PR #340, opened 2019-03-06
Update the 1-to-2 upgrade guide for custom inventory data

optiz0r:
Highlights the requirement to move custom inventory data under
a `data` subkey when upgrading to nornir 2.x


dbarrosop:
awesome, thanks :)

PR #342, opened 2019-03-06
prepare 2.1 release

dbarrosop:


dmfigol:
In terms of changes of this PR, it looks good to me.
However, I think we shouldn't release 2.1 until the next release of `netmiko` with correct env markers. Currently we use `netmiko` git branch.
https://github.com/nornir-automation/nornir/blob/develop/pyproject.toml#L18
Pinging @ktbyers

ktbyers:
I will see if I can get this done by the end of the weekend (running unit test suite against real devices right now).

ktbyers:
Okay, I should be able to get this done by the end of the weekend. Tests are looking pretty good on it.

* * *

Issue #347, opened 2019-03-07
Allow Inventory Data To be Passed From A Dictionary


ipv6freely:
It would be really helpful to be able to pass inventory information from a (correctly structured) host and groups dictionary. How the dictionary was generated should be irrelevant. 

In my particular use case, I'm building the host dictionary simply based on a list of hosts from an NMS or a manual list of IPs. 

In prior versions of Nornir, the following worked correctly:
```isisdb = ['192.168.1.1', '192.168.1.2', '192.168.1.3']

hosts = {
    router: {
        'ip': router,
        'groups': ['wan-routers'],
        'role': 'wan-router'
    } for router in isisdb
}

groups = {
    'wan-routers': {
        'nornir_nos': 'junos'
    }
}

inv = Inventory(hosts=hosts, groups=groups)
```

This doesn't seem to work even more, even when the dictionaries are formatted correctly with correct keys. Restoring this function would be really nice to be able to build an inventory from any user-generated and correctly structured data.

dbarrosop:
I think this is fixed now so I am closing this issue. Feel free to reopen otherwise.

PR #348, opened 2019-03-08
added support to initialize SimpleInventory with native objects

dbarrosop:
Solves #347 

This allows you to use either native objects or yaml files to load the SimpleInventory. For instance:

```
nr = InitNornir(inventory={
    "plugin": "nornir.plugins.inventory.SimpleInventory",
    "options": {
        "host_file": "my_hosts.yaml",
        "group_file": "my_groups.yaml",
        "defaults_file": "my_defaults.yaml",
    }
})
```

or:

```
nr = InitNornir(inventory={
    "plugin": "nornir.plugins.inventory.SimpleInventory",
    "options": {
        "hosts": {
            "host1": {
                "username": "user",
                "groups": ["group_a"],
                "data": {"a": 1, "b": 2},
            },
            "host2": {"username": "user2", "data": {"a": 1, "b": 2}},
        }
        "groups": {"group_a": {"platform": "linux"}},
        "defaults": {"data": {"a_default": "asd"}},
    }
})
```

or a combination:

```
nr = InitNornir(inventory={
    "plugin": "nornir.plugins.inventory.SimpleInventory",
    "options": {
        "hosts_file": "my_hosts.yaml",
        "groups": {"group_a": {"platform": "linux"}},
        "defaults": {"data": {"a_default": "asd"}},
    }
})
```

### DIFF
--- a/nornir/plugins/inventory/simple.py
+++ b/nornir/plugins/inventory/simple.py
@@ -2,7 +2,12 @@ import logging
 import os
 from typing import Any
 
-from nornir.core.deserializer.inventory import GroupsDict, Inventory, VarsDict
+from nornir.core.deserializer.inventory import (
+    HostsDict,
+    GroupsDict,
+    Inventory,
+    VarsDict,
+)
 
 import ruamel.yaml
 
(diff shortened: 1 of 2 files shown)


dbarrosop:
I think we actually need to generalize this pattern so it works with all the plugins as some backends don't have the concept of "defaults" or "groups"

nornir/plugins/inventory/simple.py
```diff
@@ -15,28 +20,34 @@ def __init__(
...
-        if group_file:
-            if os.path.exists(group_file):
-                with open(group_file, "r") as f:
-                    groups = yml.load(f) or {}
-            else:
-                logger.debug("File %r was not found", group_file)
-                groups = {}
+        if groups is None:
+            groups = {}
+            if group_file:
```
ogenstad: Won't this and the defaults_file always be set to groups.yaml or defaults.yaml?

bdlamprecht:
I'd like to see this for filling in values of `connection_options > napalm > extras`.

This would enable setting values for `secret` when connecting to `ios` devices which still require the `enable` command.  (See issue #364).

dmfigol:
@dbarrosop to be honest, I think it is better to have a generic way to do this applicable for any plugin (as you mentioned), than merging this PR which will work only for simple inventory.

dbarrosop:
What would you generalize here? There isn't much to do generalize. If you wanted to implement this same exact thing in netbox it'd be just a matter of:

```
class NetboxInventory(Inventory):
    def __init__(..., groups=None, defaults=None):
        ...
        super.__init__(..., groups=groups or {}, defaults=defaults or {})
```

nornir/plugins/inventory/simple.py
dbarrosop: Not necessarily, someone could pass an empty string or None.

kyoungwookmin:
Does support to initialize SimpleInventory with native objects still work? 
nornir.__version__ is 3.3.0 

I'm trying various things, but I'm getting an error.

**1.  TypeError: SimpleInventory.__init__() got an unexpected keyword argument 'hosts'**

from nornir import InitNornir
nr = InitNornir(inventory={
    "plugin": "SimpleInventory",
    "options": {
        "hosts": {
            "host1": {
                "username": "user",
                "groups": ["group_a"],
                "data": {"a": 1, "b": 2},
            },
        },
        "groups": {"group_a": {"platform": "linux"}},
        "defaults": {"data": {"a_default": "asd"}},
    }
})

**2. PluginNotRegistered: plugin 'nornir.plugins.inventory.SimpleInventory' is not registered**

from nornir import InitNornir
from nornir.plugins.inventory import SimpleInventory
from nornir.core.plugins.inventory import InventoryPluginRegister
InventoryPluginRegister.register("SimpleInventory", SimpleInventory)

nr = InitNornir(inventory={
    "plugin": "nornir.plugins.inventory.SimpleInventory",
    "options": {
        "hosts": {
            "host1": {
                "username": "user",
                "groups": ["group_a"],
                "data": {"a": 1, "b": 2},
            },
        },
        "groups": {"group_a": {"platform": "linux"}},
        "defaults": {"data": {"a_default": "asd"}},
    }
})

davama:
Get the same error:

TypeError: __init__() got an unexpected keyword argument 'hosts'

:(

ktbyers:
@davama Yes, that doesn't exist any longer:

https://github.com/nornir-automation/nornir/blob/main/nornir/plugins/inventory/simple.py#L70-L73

* * *

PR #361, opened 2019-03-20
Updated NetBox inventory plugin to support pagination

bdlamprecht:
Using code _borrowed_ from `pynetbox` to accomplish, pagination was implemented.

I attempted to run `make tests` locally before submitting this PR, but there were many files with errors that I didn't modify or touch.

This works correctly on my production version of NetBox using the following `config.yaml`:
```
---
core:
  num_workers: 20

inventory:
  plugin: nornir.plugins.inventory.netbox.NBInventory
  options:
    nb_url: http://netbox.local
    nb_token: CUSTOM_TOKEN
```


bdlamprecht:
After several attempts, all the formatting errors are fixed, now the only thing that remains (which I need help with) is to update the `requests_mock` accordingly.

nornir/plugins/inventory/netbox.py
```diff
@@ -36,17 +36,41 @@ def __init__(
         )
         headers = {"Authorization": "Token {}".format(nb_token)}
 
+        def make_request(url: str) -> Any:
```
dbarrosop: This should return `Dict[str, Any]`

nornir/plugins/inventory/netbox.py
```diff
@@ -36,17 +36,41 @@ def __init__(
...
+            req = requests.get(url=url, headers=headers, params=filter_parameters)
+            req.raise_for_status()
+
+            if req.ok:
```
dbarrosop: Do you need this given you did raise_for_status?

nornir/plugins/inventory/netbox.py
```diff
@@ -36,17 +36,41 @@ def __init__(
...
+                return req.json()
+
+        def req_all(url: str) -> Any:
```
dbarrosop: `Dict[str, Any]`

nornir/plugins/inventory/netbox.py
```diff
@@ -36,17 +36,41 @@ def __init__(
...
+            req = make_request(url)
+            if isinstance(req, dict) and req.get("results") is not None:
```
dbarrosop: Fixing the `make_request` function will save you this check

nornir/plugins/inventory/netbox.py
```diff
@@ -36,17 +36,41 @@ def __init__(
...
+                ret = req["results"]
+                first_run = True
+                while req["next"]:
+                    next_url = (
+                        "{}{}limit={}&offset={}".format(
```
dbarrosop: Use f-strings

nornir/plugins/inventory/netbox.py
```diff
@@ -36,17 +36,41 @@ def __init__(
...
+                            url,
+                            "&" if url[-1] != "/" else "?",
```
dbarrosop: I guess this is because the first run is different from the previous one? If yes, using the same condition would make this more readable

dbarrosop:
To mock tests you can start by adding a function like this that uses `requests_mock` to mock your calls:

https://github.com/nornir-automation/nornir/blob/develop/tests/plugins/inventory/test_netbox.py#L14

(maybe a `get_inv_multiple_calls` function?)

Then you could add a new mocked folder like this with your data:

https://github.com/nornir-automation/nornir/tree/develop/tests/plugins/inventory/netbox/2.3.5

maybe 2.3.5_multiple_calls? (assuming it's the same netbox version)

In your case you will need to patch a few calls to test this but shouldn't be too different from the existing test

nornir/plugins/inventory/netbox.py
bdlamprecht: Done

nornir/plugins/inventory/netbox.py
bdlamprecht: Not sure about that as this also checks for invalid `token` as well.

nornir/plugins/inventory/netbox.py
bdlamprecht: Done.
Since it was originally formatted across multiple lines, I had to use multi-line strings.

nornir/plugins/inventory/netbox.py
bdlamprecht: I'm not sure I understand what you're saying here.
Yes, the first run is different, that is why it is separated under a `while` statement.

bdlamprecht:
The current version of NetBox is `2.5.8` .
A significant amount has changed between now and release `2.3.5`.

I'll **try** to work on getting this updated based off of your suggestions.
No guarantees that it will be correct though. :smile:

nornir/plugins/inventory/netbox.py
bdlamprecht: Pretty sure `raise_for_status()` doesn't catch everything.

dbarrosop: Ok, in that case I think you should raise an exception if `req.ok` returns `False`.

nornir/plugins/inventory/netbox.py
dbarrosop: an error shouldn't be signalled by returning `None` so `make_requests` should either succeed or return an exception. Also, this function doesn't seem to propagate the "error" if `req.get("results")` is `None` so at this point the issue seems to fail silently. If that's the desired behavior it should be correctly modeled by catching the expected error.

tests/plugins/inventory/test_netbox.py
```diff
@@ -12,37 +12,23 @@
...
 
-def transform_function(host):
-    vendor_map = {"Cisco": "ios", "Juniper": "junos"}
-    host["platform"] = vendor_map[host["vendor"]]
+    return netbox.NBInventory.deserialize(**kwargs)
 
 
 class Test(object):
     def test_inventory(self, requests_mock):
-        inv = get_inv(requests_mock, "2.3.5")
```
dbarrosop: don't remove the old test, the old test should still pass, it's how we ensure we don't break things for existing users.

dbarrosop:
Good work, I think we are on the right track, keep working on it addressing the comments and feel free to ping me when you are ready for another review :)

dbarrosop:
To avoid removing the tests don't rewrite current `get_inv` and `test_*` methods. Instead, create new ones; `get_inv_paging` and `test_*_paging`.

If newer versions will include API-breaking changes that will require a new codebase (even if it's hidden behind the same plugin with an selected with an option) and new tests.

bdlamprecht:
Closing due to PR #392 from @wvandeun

— WORK REQUEST —
The lines above, starting at the one with "PR #340, opened 2019-03-06" and ending at the one with "Okay, I should", are the only ones to return, exactly as written.

— SOLVED PROBLEM —
PR #340, opened 2019-03-06
Update the 1-to-2 upgrade guide for custom inventory data

optiz0r:
Highlights the requirement to move custom inventory data under
a `data` subkey when upgrading to nornir 2.x


dbarrosop:
awesome, thanks :)

PR #342, opened 2019-03-06
prepare 2.1 release

dbarrosop:


dmfigol:
In terms of changes of this PR, it looks good to me.
However, I think we shouldn't release 2.1 until the next release of `netmiko` with correct env markers. Currently we use `netmiko` git branch.
https://github.com/nornir-automation/nornir/blob/develop/pyproject.toml#L18
Pinging @ktbyers

ktbyers:
I will see if I can get this done by the end of the weekend (running unit test suite against real devices right now).

ktbyers:
Okay, I should be able to get this done by the end of the weekend. Tests are looking pretty good on it.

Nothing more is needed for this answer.